# To do
Write out exactly the lines of the entries below, from the first through the line containing "PR #1553, opened 2016-11-17", and nothing beyond them.

[Stored items]

————

PR #1551, opened 2016-11-17
[Jenkins] generating Windows executable with static linking

norihiro-w:
WIP


norihiro-w:
@bilke I thought current Windows executables generated by Jenkins may not run on some computers because dynamic linking is specified. Is this correct or are the executables actually working on any computers? Unfortunately I don't have a test environment where MSVC is not installed. I tried to run on the UFZ server "raywin1" but got a strange error `Dieses Programm wurde durch eine Gruppenrichtlinie geblockt. `.

norihiro-w:
BTW Qt libraries are missing in the zip.

bilke:
@norihiro-w In general generated Windows packages should work on other Windows PCs. The Visual Studio Runtime is linked dynamically but its DLLs are included in the package `msvcp120.dll`, `msvcr120.dll`, ...
Qt is also linked dynamically because of licensing requirements but indeed the DLLs are missing.. I will check that..
All other libs are linked statically.

PR #1553, opened 2016-11-17
[CMake] Fixes packaging of DLLs (again).

bilke:
`make package` should package DLLs but this did not work: it is necessary to run `make package` at least twice. As an alternative shell scripts generating a complete package are provided. They can be found in the build directory and are invoked as follows:

Win:  `CALL package.cmd`
*nix: `bash package.sh`

TODO after merge:

- [ ] Update Jenkins pipeline to use the scripts


norihiro-w:
looks good

Issue #1084, opened 2016-03-07
Minimum GCC 4.9.0


endJunction:
Some major changes to the STL (regarding the c++11 standard) were implemented in the GCC version 4.9.0 and are not included in the currently required version 4.8.1.

The changes include updates of the STL containers' interfaces, _e.g._ the `const_iterator` for the `erase` function, but many more others. Unfortunately not reflected in their changelog, but see for example this [commit message](https://github.com/gcc-mirror/gcc/commit/6b0e18ca48bb4b4c01e7b5be2b98849943fdcf91) in github/gcc-mirror.

The changes do reflect the requirements of the c++11 standard; for example the `std::list::erase(iterator)` is **replaced** by `std::list::erase(const_iterator)`.

TODO:
- [x] Update travis.
- [ ] Update modules on envinf
- [ ] VTK (vtk-7.1.0 does not work with gcc-6.2.0/5.4.0 on envinf; linking errors referring to glibc-3.4.15.)
- [ ] Maybe PETSc, but I didn't check.

Not sure if all this recompilations are necessary on conan, but if yes this is the initial list:
- [ ] VTK
- [ ] Qt
- [ ] PETSc
- [ ] LIS
- [ ] Boost
- [ ] ...

norihiro-w:
Could you give us more details? What changes in the new version do we need to use?

chleh:
I'm skeptical, too. Don't we have more serious problems than the perfect const correctness in #1075?

TomFischer:
@chleh You are right, there are many places under construction in OGS-6 development. But why should we not use newer library versions to work on these open tasks that make the code better and programming more comfortable?

Is it the time effort that you afraid of or do you have other concerns? Arch linux can install a very new gcc version. I guess ubuntu users with installed new LTS ubuntu version (2016-04) should be able to install a newer gcc. On envinf1 we can load an even newer gcc module. Maybe only on envinf Qt, VTK and PETSc have to be recompiled once and maybe the WKDV can do this for us?

We have a similar situation with the DataExplorer. The DE version is based on an old version of Qt (4.8) while version 5.5.1 was released Oct 2015. When we decide to set the minimum gcc version to 4.9 (**or newer**) we should also discuss to switch to a newer Qt version. So the update work has to be done only once.

chleh:
It's simply the time effort. I agree, that @endJunction's intentions are good, but I'd give this particular issue a rather low priority. But that's only my personal opinion.

[...]

PR #1556, opened 2016-11-18
Ehlers Single surface yield function material model.

endJunction:
Initial copy from OGS-5 by Xing-Yuan Miao @xingyuanmiao.

### DIFF
--- a/Applications/CLI/Tests.cmake
+++ b/Applications/CLI/Tests.cmake
@@ -486,6 +486,47 @@ if(NOT OGS_USE_MPI)
         cube_1e3_expected_pcs_0_ts_101_t_1.000000.vtu cube_1e3_pcs_0_ts_101_t_1.000000.vtu displacement displacement
     )
 
+    # Mechanics; Small deformations, Ehlers (SDE)
+    AddTest(
+        NAME Mechanics_SDE_cube_1e0
+        PATH Mechanics/Ehlers
+        EXECUTABLE ogs
+        EXECUTABLE_ARGS cube_1e0.prj
+        TESTER vtkdiff
+        ABSTOL 1e-15 RELTOL 1e-13
+        DIFF_DATA
+        expected_cube_1e0_pcs_0_ts_101_t_2.550000.vtu cube_1e0_pcs_0_ts_101_t_2.550000.vtu displacement displacement
+        expected_cube_1e0_pcs_0_ts_101_t_2.550000.vtu cube_1e0_pcs_0_ts_101_t_2.550000.vtu sigma_xx sigma_xx
+        expected_cube_1e0_pcs_0_ts_203_t_5.100000.vtu cube_1e0_pcs_0_ts_203_t_5.100000.vtu displacement displacement
+        expected_cube_1e0_pcs_0_ts_203_t_5.100000.vtu cube_1e0_pcs_0_ts_203_t_5.100000.vtu sigma_xx sigma_xx
+    )
+    AddTest(
+        NAME Mechanics_SDE_cube_1e1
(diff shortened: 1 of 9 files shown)


endJunction:
@chleh Could you please have a look into travis' failing gcc jobs? Seems to me the gcc-4.8.5 is too old, because other gcc builds do well, though those are gcc-4.9.4. What do you think?

MaterialLib/SolidModels/Ehlers-impl.h
```diff
@@ -0,0 +1,666 @@
...
+ * Copyright (c) 2012-2016, OpenGeoSys Community (http://www.opengeosys.org)
+ *            Distributed under a Modified BSD License.
+ *              See accompanying file LICENSE.txt or
+ *              http://www.opengeosys.org/project/license
+ *
+ */
+
+/**
+ * Common convenitions for naming:
+ * x_D              - deviatoric part of x
```
wenqing: x --> tensor x

MaterialLib/SolidModels/Ehlers-impl.h
```diff
@@ -0,0 +1,666 @@
...
+/// Special product of v with itself: v \odot v
+/// v is given in Kelvin mapping.
+template <int DisplacementDim>
+ProcessLib::KelvinMatrixType<DisplacementDim> s_odot_s(
+    ProcessLib::KelvinVectorType<DisplacementDim> const& v)
+{
+    ProcessLib::KelvinMatrixType<DisplacementDim> result;
+
+    result(0, 0) = v(0) * v(0);
+    result(0, 1) = result(1, 0) = v(3) * v(3) / 2.;
```
wenqing: /2.0 --> * 0.5

endJunction: This makes no difference in the generated assembly.

MaterialLib/SolidModels/Ehlers.h
```diff
@@ -0,0 +1,213 @@
...
+
+        using KelvinVector = ProcessLib::KelvinVectorType<DisplacementDim>;
+
+        KelvinVector eps_p_D =
+            KelvinVector::Zero();  ///< deviatoric plastic strain
+        double eps_p_V = 0;    ///< volumetric strain
+        double eps_p_eff = 0;  ///< effective plastic strain
+
+        // Initial values from previous timestep
+        KelvinVector eps_p_D_prev = KelvinVector::Zero();  ///< \copydoc eps_p_D
```
endJunction: Must be a bug in the compiler, because your suggestion works.
I think this is another reason to go for #1084 ;)

Applications/CLI/Tests.cmake
```diff
@@ -486,6 +486,47 @@ if(NOT OGS_USE_MPI)
         cube_1e3_expected_pcs_0_ts_101_t_1.000000.vtu cube_1e3_pcs_0_ts_101_t_1.000000.vtu displacement displacement
     )
 
+    # Mechanics; Small deformations, Ehlers (SDE)
+    AddTest(
+        NAME Mechanics_SDE_cube_1e0
```
wenqing: Is there a test for Drucker-Prager model, which can be a simplification of Ehlers and which could be a good example for verification of the implementation.

nagelt: @wenqing good idea, @xingyuanmiao will add a DP model test in the next days. Please consider this as an additional treat, but not a reason to stall the PR. The full model is verified by the existing, more complex benchmark.

endJunction:
If no further comments, I'll merge this tonight.

PR #1561, opened 2016-11-21
Richards flow optimizations

endJunction:
A forgotten branch with small improvements.

### DIFF
--- a/MathLib/InterpolationAlgorithms/PiecewiseLinearInterpolation.cpp
+++ b/MathLib/InterpolationAlgorithms/PiecewiseLinearInterpolation.cpp
@@ -52,13 +52,18 @@ double PiecewiseLinearInterpolation::getValue(double pnt_to_interpolate) const
                                     pnt_to_interpolate));
     std::size_t const interval_idx = std::distance(_supp_pnts.begin(), it) - 1;
 
-    // compute linear interpolation polynom: y = m * (x - support[i]) + value[i]
-    const double m((_values_at_supp_pnts[interval_idx + 1] -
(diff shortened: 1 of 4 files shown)


MathLib/InterpolationAlgorithms/PiecewiseLinearInterpolation.cpp
```diff
@@ -52,13 +52,18 @@ double PiecewiseLinearInterpolation::getValue(double pnt_to_interpolate) const
...
-                    _values_at_supp_pnts[interval_idx]) /
-                   (_supp_pnts[interval_idx + 1] - _supp_pnts[interval_idx]));
+    const double m = (f_r - f) / (x_r - x);
 
-    return m * (pnt_to_interpolate - _supp_pnts[interval_idx]) +
-           _values_at_supp_pnts[interval_idx];
+    return m * (pnt_to_interpolate - x) + f;
 }
 
 double PiecewiseLinearInterpolation::getDerivative(
```
TomFischer: The name of the method is still very misleading. In the future we should move this functionality out of this class. But this is not your mistake and not the point in your changes.

wenqing: If agree, I would like to move this function to the derived class in PR #1529, and rename it to getGradient once this PR is merged..

TomFischer: It would be good if the implementation would be (re)moved from the class since it neither computes the derivative nor it computes the gradient of a piecewise linear function.

PR #1567, opened 2016-11-22
[Mat] FractureModel. Add explicit tpl declaration.

endJunction:
Avoids a warning by clang-3.9, details in the commit message.
I'm not sure if this is the correct way to fix it.


chleh:
:fast_forward:

PR #2401, opened 2019-03-05
[ExtractSurface] Enable switch for binary or ascii output. 

TomFischer:


rinkk:
Keep in mind that writeMeshToFile() handles both *.msh and *.vtu files. A vtk-based compression parameter makes no sense here.

Instead, I would keep writeMeshToFile() as it is, remove the call in the utility and replace it with

```
MeshLib::IO::VtuInterface vtkIO(&_mesh, mode, compression);
vtkIO.writeToFile(file_name.toStdString().c_str());
```

where compression is either "true" or "false" and mode is either "vtkXMLWriter::Appended" or "vtkXMLWriter::Ascii", respectively.

TomFischer:
@rinkk 
> *A vtk-based compression parameter makes no sense here.*

Reverted this change.

rinkk:
:+1:

PR #2409, opened 2019-03-07
Open boundary implementation for HC process

jbathmann:
This implementation of a open boundary for the HC-Process is necessary, since a non-advective form of the governing equations is implemented. 

PR following a discussion with @renchao-lu.


ProcessLib/BoundaryCondition/HCOpenBoundaryCondition.cpp
```diff
@@ -0,0 +1,68 @@
...
+    unsigned const global_dim, Process const& process,
+    unsigned const shapefunction_order)
+{
+    DBUG(
+        "Constructing open boundary for Component Transport process from "
+        "config.");
+    //    //! \ogs_file_param{prj__processes__process__type}
+    //    config.checkConfigParameter("type", "ComponentTransport");
+    //    How can I check for process type == Component Transport? The method
+    //    above does not work.
```
endJunction: At this point you cannot. The process variables do not belong to a particular process. (A process uses some process variables, though.)

ProcessLib/BoundaryCondition/HCOpenBoundaryConditionLocalAssembler.h
```diff
@@ -0,0 +1,117 @@
...
+    {
+    }
+
+    void assemble(std::size_t const mesh_item_id,
+                  NumLib::LocalToGlobalIndexMap const& dof_table_boundary,
+                  double const t, const GlobalVector& x, GlobalMatrix& /*K*/,
+                  GlobalVector& b, GlobalMatrix* /*Jac*/) override
+    {
+        NodalVectorType _local_rhs(_local_matrix_size);
+        _local_rhs.setZero();
```
endJunction: NodalVectorType _local_rhs = NodalVectorType::Zero(_local_size);

ProcessLib/BoundaryCondition/HCOpenBoundaryConditionLocalAssembler.h
```diff
@@ -0,0 +1,117 @@
...
+        // Get element nodes for the interpolation from nodes to
+        // integration point.
+        NodalVectorType const boundary_permeability_node_values =
+            _data.boundary_permeability.getNodalValuesOnElement(Base::_element,
+                                                                t);
+        auto surface_element_normal =
+            MeshLib::FaceRule::getSurfaceNormal(&(Base::_element));
```
endJunction: Move to ctor; store Eigen::Vector3d.

ProcessLib/BoundaryCondition/HCOpenBoundaryConditionLocalAssembler.h
```diff
@@ -0,0 +1,117 @@
...
+        unsigned const n_integration_points =
+            Base::_integration_method.getNumberOfPoints();
+        auto const indices =
+            NumLib::getIndices(mesh_item_id, dof_table_boundary);
+
+        std::vector<double> const local_values = x.get(indices);
+
+        std::size_t bulk_element_id =
+            _data.bulk_element_ids[Base::_element.getID()];
+        std::size_t bulk_face_id = _data.bulk_face_ids[Base::_element.getID()];
```
endJunction: Also store as member; init in ctor.

renchao-lu:
I ran the benchmark of tracer test with the attached 3D geometrical model. It works, though the computation cost is somewhat high. Note that boundary condition of this type is quite common in component transport simulation.

Besides, I failed in testing with 2D geometrical model. I guess the failure may be caused by improper use of ExtractSurface Tool. Could you please instruct me when you are free. @jbathmann  

I checked local assember in ComponentTransportFEM.h again. We only need to change assembling of the convection term in KCC from `-dNdx.transpose() * velocity * density * N` to `N.transpose() * velocity.transpose() * density * dNdx`. I see this change will cause conflicts against your previous implementation. These are my two cents.

Tests/Data/Parabolic/ComponentTransport/SimpleSynthetics/surfaceflux_component-transport_cube_1e3.prj
```diff
@@ -2,7 +2,8 @@
 <OpenGeoSysProject>
     <meshes>
         <mesh>cube_1x1x1_hex_1e3.vtu</mesh>
-        <mesh>cube_1x1x1_hex_1e3_left.vtu</mesh>
+	<mesh>cube_1x1x1_hex_1e3_left.vtu</mesh>
+	<mesh>cube_1x1x1_hex_1e3_right.vtu</mesh>
```
renchao-lu: Small tips: duplicate mesh files are given.

jbathmann: changed.

ProcessLib/BoundaryCondition/HCOpenBoundaryCondition.cpp
jbathmann: Ok, so I drop it here.

ProcessLib/BoundaryCondition/HCOpenBoundaryConditionLocalAssembler.h
jbathmann: I am not sure about the "prettiness" of my updated solution... (?)

jbathmann:
> Besides, I failed in testing with 2D geometrical model. I guess the failure may be caused by improper use of ExtractSurface Tool. Could you please instruct me when you are free. @jbathmann
> 
As far as I know the ExtractSurface tool only works for 3D geometrical setups. I am not sure whether the surface flux can be calculated for 2D geometrical setups. @TomFischer are there any examples/benchmarks for surface flux calculation in 2D setups?

> I checked local assember in ComponentTransportFEM.h again. We only need to change assembling of the convection term in KCC from `-dNdx.transpose() * velocity * density * N` to `N.transpose() * velocity.transpose() * density * dNdx`. I see this change will cause conflicts against your previous implementation. These are my two cents.

IMHO we should maybe try to get more opinions on this issue of which formulation we choose. In any case, it might appears useful to me to choose the same form (advective or non-advective formulation) for both HC and HT process. However, before changing the process implementation, I think we need to update the deviation of the equation system (pdf-file).

renchao-lu:
> > Besides, I failed in testing with 2D geometrical model. I guess the failure may be caused by improper use of ExtractSurface Tool. Could you please instruct me when you are free. @jbathmann
> 
> As far as I know the ExtractSurface tool only works for 3D geometrical setups. I am not sure whether the surface flux can be calculated for 2D geometrical setups. @TomFischer are there any examples/benchmarks for surface flux calculation in 2D setups?
> I remembered some changes on calculation of normal vector are needed for running 2D case. I will fix it.

endJunction:
@jbathmann The parameters were moved in ParameterLib. I've updated the code after rebase.

jbathmann:
This PR is outdated by PR #2466 and can be removed.

PR #2411, opened 2019-03-08
SurfaceFlux calculates now specific flux

TomFischer:


ProcessLib/SurfaceFlux/SurfaceFluxData.h
```diff
@@ -68,8 +66,7 @@ struct SurfaceFluxData
 
         if (mesh_name.empty())
         {
-            return std::unique_ptr<ProcessLib::SurfaceFluxData>(
-                nullptr);
+            return std::unique_ptr<ProcessLib::SurfaceFluxData>(nullptr);
```
endJunction: Optional: Could be simply `return nullptr`

PR #2418, opened 2019-03-13
[PL] TM: Add NodalForces and HeatFlux.

endJunction:
Almost verbatim copy from HydroMechanics.
If you have a better name for "thermal forces" I'd be happy to improve it.

Waiting for @fparisio for validation.


vowinckel:
Quote from @endJunction: "If you have a better name for "thermal forces" I'd be happy to improve it."
How about "Thermal Heating"?

endJunction:
In some discussions the term "heat flux" was highly recommended.
I'm currently leaning towards the "heat flux" too.

endJunction:
@fparisio Thanks for testing.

————

# Written response
PR #1551, opened 2016-11-17
[Jenkins] generating Windows executable with static linking

norihiro-w:
WIP


norihiro-w:
@bilke I thought current Windows executables generated by Jenkins may not run on some computers because dynamic linking is specified. Is this correct or are the executables actually working on any computers? Unfortunately I don't have a test environment where MSVC is not installed. I tried to run on the UFZ server "raywin1" but got a strange error `Dieses Programm wurde durch eine Gruppenrichtlinie geblockt. `.

norihiro-w:
BTW Qt libraries are missing in the zip.

bilke:
@norihiro-w In general generated Windows packages should work on other Windows PCs. The Visual Studio Runtime is linked dynamically but its DLLs are included in the package `msvcp120.dll`, `msvcr120.dll`, ...
Qt is also linked dynamically because of licensing requirements but indeed the DLLs are missing.. I will check that..
All other libs are linked statically.

PR #1553, opened 2016-11-17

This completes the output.